Templates for the output of a Kapitan component (K8s YAMLs for SYN) are mainly written in Jsonnet. Kapitan is developing an alternative called Kadet which is based on YAML. Having the component templates in YAML would potentially make more sense as we’re more familiar with writing YAML than JSON.

Alternatives

It would be possible to put much more of the inventory value lookup magic behind an API (Lieutenant or otherwise), f.e. with hiera. With hiera, this approach would use the same Hieradata structure as we’ve in VMSFv1, with all its advantages and drawbacks.

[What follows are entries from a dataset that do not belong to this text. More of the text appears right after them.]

PR #1999, opened 2025-10-08
Remove leftover code for platforms lacking clock_gettime and clockid_t

betonmischer86:
Drop the remaining workaround code for platforms lacking clock_gettime and clockid_t. Produce an error on configure if clock_gettime is unavailable.

Submitted on behalf of @sitsofe.


sitsofe (approved):
@vincentkfu, @axboe this LGTM (and it saves a configure probe).

Issue #1988, opened 2025-09-24
Error compiling with CUDA 13.0


tertumh:
Hello.

### Description of the bug:
I compile FIO with the following parameter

Early experimental versions of the engine tried different approaches in regard to how the inventory and components are organized:
- The first experimental version of the engine collected four Git repositories which define classes (one each for "global," "cluster," "customer," and "components") and put them into predefined spots in the Kapitan inventory. This implementation used the SYNventory API to determine which source repository to clone for each of the four categories. Each of the source repositories would define non-specific classes (for example "cluster.distribution"), which allowed for writing non-specific Kapitan targets. This was deemed "too magic," as it has too much configuration magic stored in the SYNventory API.
- The second experimental version of the engine collected a number of Git repositories which define classes that are specific for a particular configuration (for example "cluster.rancher") and kept the "components" repository which contained Kapitan classes for each component. The generation of the Kapitan target was outsourced to the SYNventory API. The API then would provide the engine with a customized target which contains the exact classes that are required for a customer’s configuration. This version briefly also contained customer-specific configuration in the target itself.
- The current design of the engine closely resembles the second experimental version, as the target specification is retrieved from the Lieutenant API in addition to some information about the cluster’s project and stage. The big change from the second experimental version is that the different Kapitan components are now all managed in self-contained repositories, the contents of which are strategically inserted in the right places in the Kapitan directory structure. This makes the overall workflow simpler, as updating a component happens within a single repository.